Et puis je me suis rendu compte que tout ça, tous ces événements, c’étaient des cycles. À chaque cycle, je me débarrasse de quelque chose qui pourrissait dans un coin, une croyance limitante, une amitié qui n’en était pas vraiment une, un de ces petits quelque chose que tu trouves en train de te pomper le sang en faisant ta toilette. Longtemps, quand je sortais d’un endroit sombre de mon existence, j’ai dit : Te revoilà. J’avais l’impression de retrouver celle que j’étais avant, l’enfant qui savait rire et jouer. En fait, ce sont des conneries parce que cette enfant-là elle était beaucoup plus sérieuse que moi, et en même temps elle marchait, toutes ces heures-là, en train de rêver à ce qu’elle aurait pu être, jamais à ce qu’elle aurait pu devenir, si peu en train de faire. À dix ans ça lui semblait déjà trop tard pour être rattrapé, le temps, à force de bouffer toutes ces histoires sur le talent et le don et tous ces mythes qui veulent que si tu n’es pas parfaite au premier jour, tu seras zéro tout le reste de ta vie. Je n’ai pas du tout envie de redevenir cette fille-là, qui avait échoué avant même de commencer, mais je lui conserve cette tendresse qu’on a pour ceux qui ont grandi hors de leurs croyances sous nos yeux, sans s’en rendre compte.
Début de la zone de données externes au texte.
Issue #510, opened 2021-03-23
Flip in-progress and running icons


sydrosa:
More information here: 

https://github.ibm.com/CDAI-UX-Engineering/uxe-agency-work/issues/98

PR #512, opened 2021-03-23
feat: animation for in-progress icon

sydrosa:
Contributes to #510 

This PR addresses changes suggested by @Levinson1 and @carrenelloyd where we differentiate two Status Icons, `in-progress` and `running` from the "refresh/reload" icons by having it flip clockwise (previously it was animated and pointing counter clockwise).

Linking the two other issues across `/pal` and `uxe-agency`:
[pal](https://github.ibm.com/CDAI-design/pal/issues/443)
[uxe-agency](https://github.ibm.com/CDAI-UX-Engineering/uxe-agency-work/issues/98)

#### What did you change?
`_status_icon.scss`

Added additional transform properties to the two mentioned icons.

Tested locally in dev environment and ran test suite

### DIFF
--- a/packages/cloud-cognitive/src/components/StatusIcon/_status-icon.scss
+++ b/packages/cloud-cognitive/src/components/StatusIcon/_status-icon.scss
@@ -76,10 +76,10 @@ $block-class: #{$pkg-prefix}-status-icon;
 
 @keyframes rotating {
   0% {
-    transform: rotate(360deg);
+    transform: scaleY(-1) rotate(360deg);
   }
   100% {
-    transform: rotate(0deg);
+    transform: scaleY(-1) rotate(0deg);
   }
 }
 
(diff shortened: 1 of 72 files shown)


packages/cloud-cognitive/src/components/StatusIcon/_status-icon.scss
```diff
@@ -112,6 +112,10 @@ $block-class: #{$pkg-prefix}-status-icon;
             animation: rotating 8s infinite linear;
```
matthewgallo, line 112: For `infinite` animations it might be worth adding a `prefers-reduced-motion` check. See [here](https://developer.mozilla.org/en-US/docs/Web/CSS/@media/prefers-reduced-motion)

```css
@media (prefers-reduced-motion) {
  .some-icon-with-animation {
    animation: rotating 8s infinite linear;
  }
}
```

matthewgallo (approved):

packages/cloud-cognitive/src/components/StatusIcon/_status-icon.scss
sydrosa: I added a media query that removes the animation if a user's settings are set to reduced motion:

```
...
 @each $themekey in $themes {
      .#{$block-class}--#{$theme}.#{$block-class}--#{$themekey}-#{$icon} {
        svg {
          @if $icon == in-progress {
            @media (prefers-reduced-motion) {
              animation: none;
            }
            // stylelint-disable-next-line carbon/motion-token-use, declaration-property-unit-whitelist
            animation: rotating 8s infinite linear;
            // stylelint-disable-next-line carbon/theme-token-use
            fill: clr($icon, $theme);
          } @else if $icon == running {
            transform: scaleY(-1);
...
```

Je ne me demande plus si j’ai le droit d’être en vie alors que les autres sont morts, parce que ceux qui sont morts, ça leur ferait une belle jambe que je vive dans la culpabilité de leurs suicides à eux. Il aura fallu que je me rende compte que c’était ok d’être une survivante. Finalement, cette histoire-là est assez banale. Mais de temps en temps je me demande si on a le droit d’avoir 27 ans et de ne pas avoir de permis, pas d’appartement, d’être encore en train de mettre les choses en place pour se former autrement que par la vie. Je connais la réponse, évidemment.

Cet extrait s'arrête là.